INSTRUCTIONS TO FOLLOW - This exercise calls for a copy of every line in the listing below that carries the word "free".

INPUT -
PR #1401, opened 2026-05-26
test(e2e): workflow group VI window-lifecycle-notify

Jiahui-Gu:
## Summary

Adds `scripts/harness-e2e-window-lifecycle-notify.mjs` for workflow group VI (window lifecycle + notify pipeline + pty cleanup on quit). Three cases, two passing locally, one RED with documented seam blocker (TDD-allowed per task brief).

## Cases

| Case | Group | Status | Notes |
|------|-------|--------|-------|
| `close-action-dialog-tray` | shared | PASS (~1.1s) | Drives the in-app `CloseActionDialog`, clicks "Minimize to tray", asserts hide + restore. Also pins the `dialog.showMessageBox`-never-called invariant (#1253). |
| `notify-fires-and-click-focuses-session` | shared | RED, documented | Notify producer never fires under the in-tree fake Anthropic API (same blocker that keeps all 5 notify-pipeline cases out of `harness-real-cli-ci.mjs` CI subset). |
| `pty-subtree-killed-on-quit` | standalone | PASS (~10s) | Mirrors `casePtySubtreeKilledOnQuit` from the soon-to-be-deleted `scripts/harness-real-cli.mjs`. |

## Seam blockers documented in the case header

1. **Tray-click simulation.** The `Tray` instance in `electron/tray/createTray.ts` is module-local in `electron/main.ts` with no accessor reachable from `app.evaluate`. The case approximates the click by invoking the body of `showTrayWindow` (`BrowserWindow.show()/focus()`), which is what `tray.on('click')` ultimately runs. Remediation: stash the controller on `globalThis.__ccsmTrayClickForTest` in a future PR.
2. **Toast click handler under test seam.** `makeTestToastImpl` in `electron/notify/sinks/toastSink.ts` ignores the `onClick` argument when `CCSM_NOTIFY_TEST_HOOK=1`. The case replicates `focusAndActivate` directly and asserts the renderer receives the `session:activate` IPC. Remediation: have the test seam record `onClick` on each entry so e2e can invoke it.
3. **Notify producer under fake API.** `caseNotifyFiresAndClickFocusesSession` waits up to 180s for `__ccsmNotifyLog` to receive an entry, but the OSC waiting/idle title transitions that drive `sessionWatcher → OscTitleSniffer → notifyDecider → toastSink` only fire against a real Anthropic backend. Three remediation paths documented in the case header (extend fake API to emit OSC, inject synthetic state-changed event, or gate on `CCSM_E2E_REAL_BACKEND=1`).

## Local gates (per `feedback_local_pre_push_gate.md`)

- `npm run typecheck` — PASS
- `npm run lint` — PASS
- `npm test` — 1871 passed / 18 failed. The 18 failures are pre-existing better-sqlite3 NODE_MODULE_VERSION 137 vs 145 ABI mismatch when running vitest under Node 24 against an Electron-built native binding (postinstall builds for Electron ABI; `nvm use 20` per `scripts/postinstall.mjs:38-42`). Unrelated to this PR — the diff only adds one new `.mjs` file under `scripts/` and touches nothing in `/electron`, `/src`, or the existing probe utilities.
- `node scripts/harness-ui.mjs` — 14/14 PASS
- New harness: `close-action-dialog-tray` PASS, `pty-subtree-killed-on-quit` PASS, `notify-fires-and-click-focuses-session` RED (documented blocker).

## Test plan

- [ ] CI runs `harness-ui` + `harness-real-cli-ci` and passes
- [ ] On `main` after merge, `node scripts/harness-e2e-window-lifecycle-notify.mjs --only=close-action-dialog-tray` passes
- [ ] On `main` after merge, `node scripts/harness-e2e-window-lifecycle-notify.mjs --only=pty-subtree-killed-on-quit` passes (requires real `claude` on PATH)
- [ ] Decide remediation path for `notify-fires-and-click-focuses-session` and follow up

Do NOT merge — leave for parent agent / reviewer.

### DIFF
--- a/scripts/harness-e2e-window-lifecycle-notify.mjs
+++ b/scripts/harness-e2e-window-lifecycle-notify.mjs
@@ -1,9 +1,24 @@
 // Workflow group VI — window-lifecycle-notify e2e harness.
 //
-// Covers three cross-cutting flows that exercise the close-to-tray + notify
-// + pty-cleanup pipelines end-to-end. Sibling agents own groups I–V; this
-// file is conflict-free (no overlap with harness-ui, harness-real-cli, or
-// other harness-e2e-* files).
+// Covers cross-cutting flows that exercise the close-to-tray + pty-cleanup
+// pipelines end-to-end. Sibling agents own groups I–V; this file is
+// conflict-free (no overlap with harness-ui, harness-real-cli, or other
+// harness-e2e-* files).
+//
+// Registered (run by default):
+//   1. close-action-dialog-tray (group: shared)
+//   2. pty-subtree-killed-on-quit (group: standalone, requires claude bin)
+//
+// Deferred (NOT registered — see notify-seam TODO below):
+//   - notify-fires-and-click-focuses-session
+//     The in-tree `fake-anthropic-api.mjs` does not emit the OSC title
+//     transitions (`\x1b]2;...waiting\x07` / idle) that the real Anthropic
+//     backend produces, so the notify producer pipeline
+//     (sessionWatcher → OscTitleSniffer → notifyDecider → toastSink) never
+//     fires under headless e2e. The function definition is kept below as
+//     documentation; it will be re-registered once the fake API gains an
+//     OSC-emitting seam (or once a sessionWatcher inject-event seam lands).
+//     See `harness-real-cli-ci.mjs` lines 51-66 for the same exclusion.
 //
 // Cases:
 //   1. close-action-dialog-tray (group: shared)
@@ -307,6 +322,9 @@ async function caseCloseActionDialogTray({ electronApp, win }) {
 // Case 2: notify-fires-and-click-focuses-session (shared, requires claude bin)
 // ============================================================================
 
+// TODO(notify-seam): register once fake API drives real OSC waiting/idle transitions
+// (or once a sessionWatcher inject-event seam lands). Until then this case
+// cannot reach idle in headless e2e and is intentionally NOT in CASE_REGISTRY.
 async function caseNotifyFiresAndClickFocusesSession({ electronApp, win, tempDir }) {
   if (!claudeBinAvailable()) {
     console.log('[HARNESS]   SKIPPED: no `claude` binary on PATH');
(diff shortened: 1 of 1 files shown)


Jiahui-Gu:
**REJECT — same problem as PR #1399 (documented-red propagates to CI exit 1).**

**Verification trace:**

1. `scripts/harness-e2e-window-lifecycle-notify.mjs` ends with `process.exit(failed === 0 ? 0 : 1)`. The notify case is in `CASE_REGISTRY` with no `requiresClaudeBin`-style guard returning `{ skipped: true }`, and per the PR body / case header it is expected to throw (180s timeout on `__ccsmNotifyLog`). Thrown -> `ok: false` -> `failed++` -> exit 1.

2. `scripts/run-all-e2e.mjs:149-153`: `exit = results.reduce((acc, r) => Math.max(acc, r.code), 0); process.exit(exit);` — propagates the harness's non-zero exit code.

3. `.github/workflows/e2e.yml` runs `npm run probe:e2e` with `E2E_SKIP=harness-real-cli,harness-ime-overflow`. `harness-e2e-window-lifecycle-notify` is NOT in the skip list — it will run on ubuntu/macos/windows and turn the entire `e2e` job RED on all 3 platforms.

Letting a case stay red because it's "documented" does not help — CI is still red, blocking unrelated merges. This is exactly why #1399 was rejected.

**Required fix (pick one):**

- **(a)** Make `caseNotifyFiresAndClickFocusesSession` return `{ skipped: true }` immediately (or omit it from `CASE_REGISTRY`) with a TODO comment referencing the seam options already documented in the case header. Skipped does NOT count toward `failed`.
- **(b)** Remove the notify case from this PR and open a follow-up PR that lands one of the seam fixes (extend fake API to emit OSC / inject synthetic state-changed / gate on `CCSM_E2E_REAL_BACKEND=1`) together with the case.

The other two cases (`close-action-dialog-tray`, `pty-subtree-killed-on-quit`) look fine and can ship in this PR after the red case is handled.

Not merging.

ANSWER SECTION -
-// file is conflict-free (no overlap with harness-ui, harness-real-cli, or
+// conflict-free (no overlap with harness-ui, harness-real-cli, or other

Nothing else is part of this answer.